§ Work instructions:
Please output the section of the listing below that opens with the line containing "PR #2955, opened 2026-06-25" and closes with the line containing "YesWeHack bug bounty", exactly and with nothing else.

§ Supplied material:
┌──

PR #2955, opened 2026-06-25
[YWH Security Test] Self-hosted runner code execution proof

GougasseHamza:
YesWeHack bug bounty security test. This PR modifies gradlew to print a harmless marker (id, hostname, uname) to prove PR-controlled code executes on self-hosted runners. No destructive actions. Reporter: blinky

└──
┌──

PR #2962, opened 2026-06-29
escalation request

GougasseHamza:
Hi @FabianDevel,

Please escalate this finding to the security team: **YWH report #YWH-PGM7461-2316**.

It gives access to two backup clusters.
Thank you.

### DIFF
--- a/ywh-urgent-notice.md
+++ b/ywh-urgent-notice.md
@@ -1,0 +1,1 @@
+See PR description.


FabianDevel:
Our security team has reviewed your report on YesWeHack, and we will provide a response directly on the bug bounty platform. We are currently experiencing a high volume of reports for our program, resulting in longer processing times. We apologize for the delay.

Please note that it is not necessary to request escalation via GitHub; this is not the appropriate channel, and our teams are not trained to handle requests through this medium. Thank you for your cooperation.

└──
┌──

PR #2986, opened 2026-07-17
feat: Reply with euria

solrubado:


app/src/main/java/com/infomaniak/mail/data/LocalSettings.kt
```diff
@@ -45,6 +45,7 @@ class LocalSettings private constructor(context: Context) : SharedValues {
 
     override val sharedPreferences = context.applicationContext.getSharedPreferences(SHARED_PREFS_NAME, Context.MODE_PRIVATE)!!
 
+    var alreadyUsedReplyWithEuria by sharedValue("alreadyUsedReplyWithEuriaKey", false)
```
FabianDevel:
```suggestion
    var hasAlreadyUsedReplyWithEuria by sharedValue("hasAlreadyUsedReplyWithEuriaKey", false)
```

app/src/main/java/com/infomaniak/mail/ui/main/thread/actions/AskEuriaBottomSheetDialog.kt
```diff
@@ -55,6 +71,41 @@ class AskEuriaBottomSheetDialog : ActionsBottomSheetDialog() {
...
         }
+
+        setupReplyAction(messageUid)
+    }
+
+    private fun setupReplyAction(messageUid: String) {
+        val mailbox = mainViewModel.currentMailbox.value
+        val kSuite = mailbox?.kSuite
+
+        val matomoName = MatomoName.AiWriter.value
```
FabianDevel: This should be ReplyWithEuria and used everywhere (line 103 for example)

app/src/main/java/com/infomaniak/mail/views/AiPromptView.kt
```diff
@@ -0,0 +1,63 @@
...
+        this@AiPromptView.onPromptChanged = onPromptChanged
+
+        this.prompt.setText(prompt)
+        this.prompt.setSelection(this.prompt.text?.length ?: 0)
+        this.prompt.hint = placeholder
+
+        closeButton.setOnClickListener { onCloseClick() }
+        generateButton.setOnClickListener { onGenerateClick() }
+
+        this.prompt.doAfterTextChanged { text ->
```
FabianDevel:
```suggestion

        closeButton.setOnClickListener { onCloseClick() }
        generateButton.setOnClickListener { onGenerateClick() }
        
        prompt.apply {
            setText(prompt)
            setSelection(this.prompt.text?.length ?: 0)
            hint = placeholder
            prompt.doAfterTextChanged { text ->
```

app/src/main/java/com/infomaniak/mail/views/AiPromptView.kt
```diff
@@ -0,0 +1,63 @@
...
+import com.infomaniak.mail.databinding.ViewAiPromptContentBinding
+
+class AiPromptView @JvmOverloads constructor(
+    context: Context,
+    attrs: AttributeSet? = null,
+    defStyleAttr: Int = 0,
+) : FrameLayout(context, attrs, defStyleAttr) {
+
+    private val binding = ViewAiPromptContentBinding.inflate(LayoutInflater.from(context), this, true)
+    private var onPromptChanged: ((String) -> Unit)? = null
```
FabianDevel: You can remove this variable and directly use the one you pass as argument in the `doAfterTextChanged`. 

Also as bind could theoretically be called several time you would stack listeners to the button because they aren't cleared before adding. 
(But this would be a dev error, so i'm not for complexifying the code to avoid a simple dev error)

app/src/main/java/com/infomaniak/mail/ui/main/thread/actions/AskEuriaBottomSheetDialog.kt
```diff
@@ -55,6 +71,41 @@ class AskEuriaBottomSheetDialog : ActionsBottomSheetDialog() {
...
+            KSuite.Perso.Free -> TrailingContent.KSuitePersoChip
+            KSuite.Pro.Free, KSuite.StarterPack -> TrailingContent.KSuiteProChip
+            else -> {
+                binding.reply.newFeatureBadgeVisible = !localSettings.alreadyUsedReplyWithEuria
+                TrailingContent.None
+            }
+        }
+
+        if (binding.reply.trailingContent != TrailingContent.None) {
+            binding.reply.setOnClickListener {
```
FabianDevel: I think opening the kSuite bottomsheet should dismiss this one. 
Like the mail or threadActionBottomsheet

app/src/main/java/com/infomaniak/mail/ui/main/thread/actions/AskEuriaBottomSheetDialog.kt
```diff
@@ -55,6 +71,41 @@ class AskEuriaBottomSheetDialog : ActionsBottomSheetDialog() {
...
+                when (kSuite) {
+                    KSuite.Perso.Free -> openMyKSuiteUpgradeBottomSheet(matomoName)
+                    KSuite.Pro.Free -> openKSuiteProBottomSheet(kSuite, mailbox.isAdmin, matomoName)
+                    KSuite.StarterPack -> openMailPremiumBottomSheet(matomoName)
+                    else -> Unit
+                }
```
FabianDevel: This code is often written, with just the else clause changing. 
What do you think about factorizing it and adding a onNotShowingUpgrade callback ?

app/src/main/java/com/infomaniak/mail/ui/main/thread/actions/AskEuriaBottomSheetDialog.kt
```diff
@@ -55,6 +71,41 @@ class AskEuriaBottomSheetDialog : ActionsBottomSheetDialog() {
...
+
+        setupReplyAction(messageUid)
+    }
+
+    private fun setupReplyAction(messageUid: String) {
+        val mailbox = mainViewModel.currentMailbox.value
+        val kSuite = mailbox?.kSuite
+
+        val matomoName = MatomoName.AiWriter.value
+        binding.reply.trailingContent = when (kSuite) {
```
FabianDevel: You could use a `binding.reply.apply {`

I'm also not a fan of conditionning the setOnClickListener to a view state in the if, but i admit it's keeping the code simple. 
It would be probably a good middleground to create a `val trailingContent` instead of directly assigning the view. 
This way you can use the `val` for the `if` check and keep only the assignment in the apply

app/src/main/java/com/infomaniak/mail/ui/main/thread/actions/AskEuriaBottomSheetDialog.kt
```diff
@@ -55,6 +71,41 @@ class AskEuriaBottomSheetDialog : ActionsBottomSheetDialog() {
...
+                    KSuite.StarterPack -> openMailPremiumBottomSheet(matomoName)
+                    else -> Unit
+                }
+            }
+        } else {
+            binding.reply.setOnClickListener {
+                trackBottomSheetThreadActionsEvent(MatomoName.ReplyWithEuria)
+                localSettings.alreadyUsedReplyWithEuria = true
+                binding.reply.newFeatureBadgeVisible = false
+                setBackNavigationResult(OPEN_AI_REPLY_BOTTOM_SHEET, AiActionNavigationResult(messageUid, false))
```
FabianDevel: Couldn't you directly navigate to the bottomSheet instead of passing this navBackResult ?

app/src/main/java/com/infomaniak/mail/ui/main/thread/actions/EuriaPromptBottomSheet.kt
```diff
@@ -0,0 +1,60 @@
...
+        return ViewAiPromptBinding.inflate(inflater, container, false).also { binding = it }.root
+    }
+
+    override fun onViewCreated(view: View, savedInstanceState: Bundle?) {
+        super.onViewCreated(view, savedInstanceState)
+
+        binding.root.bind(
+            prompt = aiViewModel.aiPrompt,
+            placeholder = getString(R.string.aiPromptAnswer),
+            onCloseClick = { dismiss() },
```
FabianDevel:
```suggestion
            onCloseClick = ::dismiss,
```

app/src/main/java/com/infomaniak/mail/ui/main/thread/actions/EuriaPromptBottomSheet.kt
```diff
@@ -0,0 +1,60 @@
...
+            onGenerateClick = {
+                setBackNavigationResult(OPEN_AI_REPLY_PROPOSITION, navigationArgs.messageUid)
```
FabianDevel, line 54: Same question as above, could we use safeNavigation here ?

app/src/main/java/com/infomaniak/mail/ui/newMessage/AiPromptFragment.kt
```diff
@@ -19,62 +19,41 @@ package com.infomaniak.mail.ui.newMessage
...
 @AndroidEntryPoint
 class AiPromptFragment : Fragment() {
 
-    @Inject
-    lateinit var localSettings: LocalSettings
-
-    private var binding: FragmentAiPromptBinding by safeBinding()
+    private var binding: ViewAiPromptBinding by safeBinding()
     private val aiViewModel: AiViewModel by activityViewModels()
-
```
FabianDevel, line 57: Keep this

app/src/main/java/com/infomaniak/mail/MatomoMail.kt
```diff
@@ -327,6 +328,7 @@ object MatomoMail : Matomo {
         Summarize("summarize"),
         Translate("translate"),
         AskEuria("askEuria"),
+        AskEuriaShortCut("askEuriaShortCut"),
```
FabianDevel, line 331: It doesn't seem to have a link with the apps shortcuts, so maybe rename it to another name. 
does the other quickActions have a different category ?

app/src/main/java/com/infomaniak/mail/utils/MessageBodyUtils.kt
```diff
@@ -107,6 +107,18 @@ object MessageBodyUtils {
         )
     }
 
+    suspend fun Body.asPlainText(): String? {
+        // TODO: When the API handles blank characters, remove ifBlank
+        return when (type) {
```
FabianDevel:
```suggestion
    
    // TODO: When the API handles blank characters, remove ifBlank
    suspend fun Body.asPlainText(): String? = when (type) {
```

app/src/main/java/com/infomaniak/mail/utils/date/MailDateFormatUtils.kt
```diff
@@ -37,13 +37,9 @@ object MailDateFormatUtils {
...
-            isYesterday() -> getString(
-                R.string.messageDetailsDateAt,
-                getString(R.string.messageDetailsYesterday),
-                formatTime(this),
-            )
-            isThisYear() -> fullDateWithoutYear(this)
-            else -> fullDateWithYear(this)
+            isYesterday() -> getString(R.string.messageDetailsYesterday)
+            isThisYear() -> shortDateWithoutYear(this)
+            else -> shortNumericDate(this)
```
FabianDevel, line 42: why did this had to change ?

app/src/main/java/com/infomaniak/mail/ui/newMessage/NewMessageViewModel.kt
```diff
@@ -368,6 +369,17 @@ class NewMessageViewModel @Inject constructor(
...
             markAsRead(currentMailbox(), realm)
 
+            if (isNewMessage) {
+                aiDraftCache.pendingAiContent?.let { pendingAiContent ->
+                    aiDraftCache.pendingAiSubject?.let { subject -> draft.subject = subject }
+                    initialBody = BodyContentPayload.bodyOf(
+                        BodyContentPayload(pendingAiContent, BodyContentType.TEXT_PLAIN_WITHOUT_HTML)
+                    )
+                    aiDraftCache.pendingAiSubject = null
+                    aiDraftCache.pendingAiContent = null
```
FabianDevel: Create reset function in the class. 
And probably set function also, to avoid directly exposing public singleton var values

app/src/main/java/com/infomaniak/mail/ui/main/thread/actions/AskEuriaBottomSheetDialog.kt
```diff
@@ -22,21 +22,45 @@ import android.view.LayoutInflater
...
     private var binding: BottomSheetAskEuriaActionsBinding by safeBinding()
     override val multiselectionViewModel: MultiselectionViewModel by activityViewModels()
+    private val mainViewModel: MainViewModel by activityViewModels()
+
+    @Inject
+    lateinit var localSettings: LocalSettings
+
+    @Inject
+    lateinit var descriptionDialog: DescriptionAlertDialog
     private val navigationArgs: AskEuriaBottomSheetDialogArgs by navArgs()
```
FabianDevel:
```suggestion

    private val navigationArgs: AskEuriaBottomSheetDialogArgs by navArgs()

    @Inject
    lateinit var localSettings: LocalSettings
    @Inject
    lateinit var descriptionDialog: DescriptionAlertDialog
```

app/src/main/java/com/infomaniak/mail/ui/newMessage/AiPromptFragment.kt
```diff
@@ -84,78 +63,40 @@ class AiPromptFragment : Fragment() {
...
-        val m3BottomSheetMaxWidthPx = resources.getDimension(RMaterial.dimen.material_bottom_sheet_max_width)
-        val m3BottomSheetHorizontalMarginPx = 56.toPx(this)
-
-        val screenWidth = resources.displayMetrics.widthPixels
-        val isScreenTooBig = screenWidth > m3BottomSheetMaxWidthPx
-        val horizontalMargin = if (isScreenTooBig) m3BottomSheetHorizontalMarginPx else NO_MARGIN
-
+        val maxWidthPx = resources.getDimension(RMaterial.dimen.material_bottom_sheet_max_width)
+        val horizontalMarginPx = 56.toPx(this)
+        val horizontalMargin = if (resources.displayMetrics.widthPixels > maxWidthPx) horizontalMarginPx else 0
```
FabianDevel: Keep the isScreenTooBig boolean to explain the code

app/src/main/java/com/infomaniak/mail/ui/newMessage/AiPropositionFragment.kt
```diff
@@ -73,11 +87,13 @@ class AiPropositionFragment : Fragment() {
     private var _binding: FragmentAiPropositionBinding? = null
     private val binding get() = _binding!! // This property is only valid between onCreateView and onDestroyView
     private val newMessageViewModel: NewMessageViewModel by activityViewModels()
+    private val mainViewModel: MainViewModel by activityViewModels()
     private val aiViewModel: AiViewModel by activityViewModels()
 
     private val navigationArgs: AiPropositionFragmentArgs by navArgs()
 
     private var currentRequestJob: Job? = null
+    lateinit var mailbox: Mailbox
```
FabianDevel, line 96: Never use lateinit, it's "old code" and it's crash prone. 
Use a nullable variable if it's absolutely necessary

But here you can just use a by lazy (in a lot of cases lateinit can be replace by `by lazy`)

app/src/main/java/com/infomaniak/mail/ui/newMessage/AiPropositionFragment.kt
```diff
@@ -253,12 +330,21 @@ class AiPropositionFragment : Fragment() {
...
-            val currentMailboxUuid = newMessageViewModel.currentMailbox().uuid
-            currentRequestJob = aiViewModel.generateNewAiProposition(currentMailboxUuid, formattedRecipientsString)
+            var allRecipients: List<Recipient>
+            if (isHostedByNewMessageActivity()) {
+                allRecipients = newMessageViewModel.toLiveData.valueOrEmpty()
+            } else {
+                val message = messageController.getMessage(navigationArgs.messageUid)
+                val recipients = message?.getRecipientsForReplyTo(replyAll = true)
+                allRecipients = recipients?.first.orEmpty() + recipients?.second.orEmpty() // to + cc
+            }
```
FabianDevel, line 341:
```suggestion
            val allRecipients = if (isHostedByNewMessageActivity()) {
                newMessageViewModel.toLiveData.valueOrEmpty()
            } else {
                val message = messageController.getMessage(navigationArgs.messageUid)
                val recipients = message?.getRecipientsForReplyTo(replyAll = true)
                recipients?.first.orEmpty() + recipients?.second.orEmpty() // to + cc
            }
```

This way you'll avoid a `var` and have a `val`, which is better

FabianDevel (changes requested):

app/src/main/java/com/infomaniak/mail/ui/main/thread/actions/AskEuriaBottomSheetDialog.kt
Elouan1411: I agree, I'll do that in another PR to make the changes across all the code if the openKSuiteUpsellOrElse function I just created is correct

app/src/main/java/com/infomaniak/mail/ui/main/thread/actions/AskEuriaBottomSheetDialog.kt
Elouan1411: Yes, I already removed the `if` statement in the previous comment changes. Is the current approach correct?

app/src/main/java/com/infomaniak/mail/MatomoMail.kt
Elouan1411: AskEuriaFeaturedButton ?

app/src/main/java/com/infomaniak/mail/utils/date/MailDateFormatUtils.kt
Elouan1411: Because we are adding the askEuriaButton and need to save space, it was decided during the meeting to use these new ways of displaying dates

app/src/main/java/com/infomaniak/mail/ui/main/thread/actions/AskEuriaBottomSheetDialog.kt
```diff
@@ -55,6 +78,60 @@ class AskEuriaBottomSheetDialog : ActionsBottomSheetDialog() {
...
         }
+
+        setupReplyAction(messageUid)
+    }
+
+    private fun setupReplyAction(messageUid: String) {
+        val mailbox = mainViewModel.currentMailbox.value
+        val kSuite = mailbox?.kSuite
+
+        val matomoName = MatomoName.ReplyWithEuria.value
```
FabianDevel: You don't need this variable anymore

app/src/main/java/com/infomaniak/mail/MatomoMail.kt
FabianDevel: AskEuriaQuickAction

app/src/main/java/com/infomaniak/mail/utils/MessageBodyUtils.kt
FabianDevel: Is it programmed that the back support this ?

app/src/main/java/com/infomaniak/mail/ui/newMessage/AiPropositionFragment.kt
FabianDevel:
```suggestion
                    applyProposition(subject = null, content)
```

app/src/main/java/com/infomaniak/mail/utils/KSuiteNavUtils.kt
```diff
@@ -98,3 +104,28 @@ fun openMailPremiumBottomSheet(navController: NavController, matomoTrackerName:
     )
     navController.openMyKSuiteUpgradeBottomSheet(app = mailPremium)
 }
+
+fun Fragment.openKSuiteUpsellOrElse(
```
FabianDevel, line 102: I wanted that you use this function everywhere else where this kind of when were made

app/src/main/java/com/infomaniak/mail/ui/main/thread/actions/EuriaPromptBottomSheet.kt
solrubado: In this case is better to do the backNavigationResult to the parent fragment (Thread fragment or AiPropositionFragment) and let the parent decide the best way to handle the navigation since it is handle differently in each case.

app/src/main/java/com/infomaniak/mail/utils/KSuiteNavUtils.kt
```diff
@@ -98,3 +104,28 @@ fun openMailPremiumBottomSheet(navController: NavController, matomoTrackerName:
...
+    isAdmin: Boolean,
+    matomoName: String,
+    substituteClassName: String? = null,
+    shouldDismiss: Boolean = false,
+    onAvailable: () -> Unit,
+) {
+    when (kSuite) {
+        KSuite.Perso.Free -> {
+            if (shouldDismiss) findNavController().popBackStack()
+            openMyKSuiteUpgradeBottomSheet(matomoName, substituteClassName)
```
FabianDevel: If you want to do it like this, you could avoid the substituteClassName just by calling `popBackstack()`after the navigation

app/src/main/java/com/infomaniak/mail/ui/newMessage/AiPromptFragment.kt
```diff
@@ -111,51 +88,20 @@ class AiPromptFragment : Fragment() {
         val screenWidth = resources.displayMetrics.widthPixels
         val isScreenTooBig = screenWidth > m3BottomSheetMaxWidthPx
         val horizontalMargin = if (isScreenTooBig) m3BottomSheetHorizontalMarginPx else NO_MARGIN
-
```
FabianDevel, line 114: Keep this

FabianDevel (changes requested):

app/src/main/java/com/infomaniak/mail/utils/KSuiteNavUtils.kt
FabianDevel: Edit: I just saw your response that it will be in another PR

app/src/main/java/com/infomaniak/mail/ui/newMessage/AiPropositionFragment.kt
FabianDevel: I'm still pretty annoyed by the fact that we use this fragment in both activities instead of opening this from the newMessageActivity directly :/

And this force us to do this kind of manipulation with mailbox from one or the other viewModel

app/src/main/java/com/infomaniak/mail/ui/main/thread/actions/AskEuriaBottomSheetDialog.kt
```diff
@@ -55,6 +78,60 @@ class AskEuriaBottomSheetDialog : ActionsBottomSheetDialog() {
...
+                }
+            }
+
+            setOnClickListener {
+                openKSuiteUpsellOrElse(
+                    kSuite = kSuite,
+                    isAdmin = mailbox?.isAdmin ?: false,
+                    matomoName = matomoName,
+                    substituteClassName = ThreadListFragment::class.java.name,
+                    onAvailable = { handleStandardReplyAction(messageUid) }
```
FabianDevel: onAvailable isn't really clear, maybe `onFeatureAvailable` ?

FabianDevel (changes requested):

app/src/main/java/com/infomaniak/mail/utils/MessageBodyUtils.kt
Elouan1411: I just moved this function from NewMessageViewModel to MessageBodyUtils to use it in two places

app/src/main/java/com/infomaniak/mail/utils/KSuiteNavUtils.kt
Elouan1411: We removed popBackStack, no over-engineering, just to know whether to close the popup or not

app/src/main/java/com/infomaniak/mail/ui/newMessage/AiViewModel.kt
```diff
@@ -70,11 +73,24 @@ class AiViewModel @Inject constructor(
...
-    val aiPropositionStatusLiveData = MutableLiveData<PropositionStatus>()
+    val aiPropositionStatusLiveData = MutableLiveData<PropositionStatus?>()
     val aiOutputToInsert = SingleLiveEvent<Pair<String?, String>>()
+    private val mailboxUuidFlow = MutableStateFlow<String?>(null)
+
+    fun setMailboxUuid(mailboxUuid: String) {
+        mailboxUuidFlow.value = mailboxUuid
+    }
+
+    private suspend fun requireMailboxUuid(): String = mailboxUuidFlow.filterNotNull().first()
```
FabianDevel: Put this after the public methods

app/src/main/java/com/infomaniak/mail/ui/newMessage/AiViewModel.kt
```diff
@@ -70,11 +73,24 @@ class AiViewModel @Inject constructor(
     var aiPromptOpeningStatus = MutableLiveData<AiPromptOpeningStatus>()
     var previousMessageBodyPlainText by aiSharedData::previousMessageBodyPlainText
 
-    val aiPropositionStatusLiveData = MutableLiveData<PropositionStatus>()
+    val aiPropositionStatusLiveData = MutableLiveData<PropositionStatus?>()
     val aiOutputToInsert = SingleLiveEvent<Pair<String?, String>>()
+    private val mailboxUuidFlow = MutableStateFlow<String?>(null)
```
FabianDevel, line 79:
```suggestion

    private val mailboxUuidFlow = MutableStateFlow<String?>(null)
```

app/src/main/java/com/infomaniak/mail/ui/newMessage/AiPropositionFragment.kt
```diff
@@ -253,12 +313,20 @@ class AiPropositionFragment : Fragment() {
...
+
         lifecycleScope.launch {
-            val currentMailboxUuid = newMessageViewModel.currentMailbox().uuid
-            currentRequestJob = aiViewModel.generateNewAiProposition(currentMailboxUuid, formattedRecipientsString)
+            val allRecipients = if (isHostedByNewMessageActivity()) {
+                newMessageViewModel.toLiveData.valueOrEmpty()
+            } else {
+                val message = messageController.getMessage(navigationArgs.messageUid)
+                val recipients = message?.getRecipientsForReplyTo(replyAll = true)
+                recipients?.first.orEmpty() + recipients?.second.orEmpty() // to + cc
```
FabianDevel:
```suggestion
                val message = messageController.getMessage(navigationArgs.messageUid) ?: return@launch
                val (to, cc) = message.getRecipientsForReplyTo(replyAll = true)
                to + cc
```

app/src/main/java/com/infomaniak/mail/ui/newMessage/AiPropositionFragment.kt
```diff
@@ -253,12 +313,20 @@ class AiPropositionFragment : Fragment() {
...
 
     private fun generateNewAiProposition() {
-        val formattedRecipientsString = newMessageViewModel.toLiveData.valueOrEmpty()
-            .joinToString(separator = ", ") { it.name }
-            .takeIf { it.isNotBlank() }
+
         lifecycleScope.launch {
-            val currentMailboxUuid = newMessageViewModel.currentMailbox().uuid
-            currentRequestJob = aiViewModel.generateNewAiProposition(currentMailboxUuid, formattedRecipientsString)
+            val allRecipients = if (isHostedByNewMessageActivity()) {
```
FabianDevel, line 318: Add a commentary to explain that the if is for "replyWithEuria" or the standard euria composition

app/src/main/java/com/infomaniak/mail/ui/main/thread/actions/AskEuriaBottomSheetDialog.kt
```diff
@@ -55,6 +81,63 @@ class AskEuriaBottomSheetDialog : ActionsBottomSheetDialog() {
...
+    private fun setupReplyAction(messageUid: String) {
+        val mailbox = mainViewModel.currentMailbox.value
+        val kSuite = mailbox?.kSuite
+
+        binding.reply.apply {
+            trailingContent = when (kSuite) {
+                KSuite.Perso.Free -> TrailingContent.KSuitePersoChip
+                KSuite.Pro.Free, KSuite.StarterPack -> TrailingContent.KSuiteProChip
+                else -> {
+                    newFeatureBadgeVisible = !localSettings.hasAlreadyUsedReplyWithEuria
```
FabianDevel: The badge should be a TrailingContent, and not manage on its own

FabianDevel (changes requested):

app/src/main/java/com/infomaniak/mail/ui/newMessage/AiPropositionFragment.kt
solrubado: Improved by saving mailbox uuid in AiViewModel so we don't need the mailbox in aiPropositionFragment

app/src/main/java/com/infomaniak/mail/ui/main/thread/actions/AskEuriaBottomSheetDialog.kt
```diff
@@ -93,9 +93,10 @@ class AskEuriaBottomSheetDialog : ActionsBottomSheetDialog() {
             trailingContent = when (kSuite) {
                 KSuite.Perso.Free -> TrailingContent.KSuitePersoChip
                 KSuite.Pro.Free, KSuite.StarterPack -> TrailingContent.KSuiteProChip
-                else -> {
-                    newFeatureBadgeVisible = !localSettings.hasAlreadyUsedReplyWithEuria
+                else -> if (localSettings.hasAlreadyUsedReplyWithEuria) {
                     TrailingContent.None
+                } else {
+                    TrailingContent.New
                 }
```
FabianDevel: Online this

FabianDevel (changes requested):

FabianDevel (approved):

└──

§ Output for this task:
PR #2955, opened 2026-06-25
[YWH Security Test] Self-hosted runner code execution proof

GougasseHamza:
YesWeHack bug bounty security test. This PR modifies gradlew to print a harmless marker (id, hostname, uname) to prove PR-controlled code executes on self-hosted runners. No destructive actions. Reporter: blinky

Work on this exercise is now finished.